■ Assignment: Your task is to quote the listing below exactly, beginning with its first line and ending on the line bearing "What do you think?".

■ Supplied material:

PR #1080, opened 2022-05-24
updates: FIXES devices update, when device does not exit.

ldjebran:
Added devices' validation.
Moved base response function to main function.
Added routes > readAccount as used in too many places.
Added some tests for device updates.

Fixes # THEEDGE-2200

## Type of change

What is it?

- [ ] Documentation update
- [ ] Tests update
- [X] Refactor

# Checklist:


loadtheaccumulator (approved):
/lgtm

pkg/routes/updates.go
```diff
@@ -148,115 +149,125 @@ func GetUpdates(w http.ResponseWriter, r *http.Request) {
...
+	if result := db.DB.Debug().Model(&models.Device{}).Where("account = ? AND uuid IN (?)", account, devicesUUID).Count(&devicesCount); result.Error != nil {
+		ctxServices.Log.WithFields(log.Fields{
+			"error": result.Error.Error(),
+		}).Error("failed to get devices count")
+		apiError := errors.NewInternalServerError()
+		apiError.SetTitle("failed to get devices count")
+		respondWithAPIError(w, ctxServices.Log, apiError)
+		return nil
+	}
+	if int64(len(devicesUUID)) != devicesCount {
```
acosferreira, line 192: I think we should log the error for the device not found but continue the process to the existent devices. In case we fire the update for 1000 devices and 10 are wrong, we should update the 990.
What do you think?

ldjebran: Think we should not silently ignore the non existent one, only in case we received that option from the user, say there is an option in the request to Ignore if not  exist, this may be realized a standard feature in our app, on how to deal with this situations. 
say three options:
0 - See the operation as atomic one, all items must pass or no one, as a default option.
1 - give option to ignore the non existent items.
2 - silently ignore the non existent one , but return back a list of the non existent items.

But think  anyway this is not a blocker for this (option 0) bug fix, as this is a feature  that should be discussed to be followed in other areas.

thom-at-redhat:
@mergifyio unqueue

■ Solved problem:
PR #1080, opened 2022-05-24
updates: FIXES devices update, when device does not exit.

ldjebran:
Added devices' validation.
Moved base response function to main function.
Added routes > readAccount as used in too many places.
Added some tests for device updates.

Fixes # THEEDGE-2200

## Type of change

What is it?

- [ ] Documentation update
- [ ] Tests update
- [X] Refactor

# Checklist:


loadtheaccumulator (approved):
/lgtm

pkg/routes/updates.go
```diff
@@ -148,115 +149,125 @@ func GetUpdates(w http.ResponseWriter, r *http.Request) {
...
+	if result := db.DB.Debug().Model(&models.Device{}).Where("account = ? AND uuid IN (?)", account, devicesUUID).Count(&devicesCount); result.Error != nil {
+		ctxServices.Log.WithFields(log.Fields{
+			"error": result.Error.Error(),
+		}).Error("failed to get devices count")
+		apiError := errors.NewInternalServerError()
+		apiError.SetTitle("failed to get devices count")
+		respondWithAPIError(w, ctxServices.Log, apiError)
+		return nil
+	}
+	if int64(len(devicesUUID)) != devicesCount {
```
acosferreira, line 192: I think we should log the error for the device not found but continue the process to the existent devices. In case we fire the update for 1000 devices and 10 are wrong, we should update the 990.
What do you think?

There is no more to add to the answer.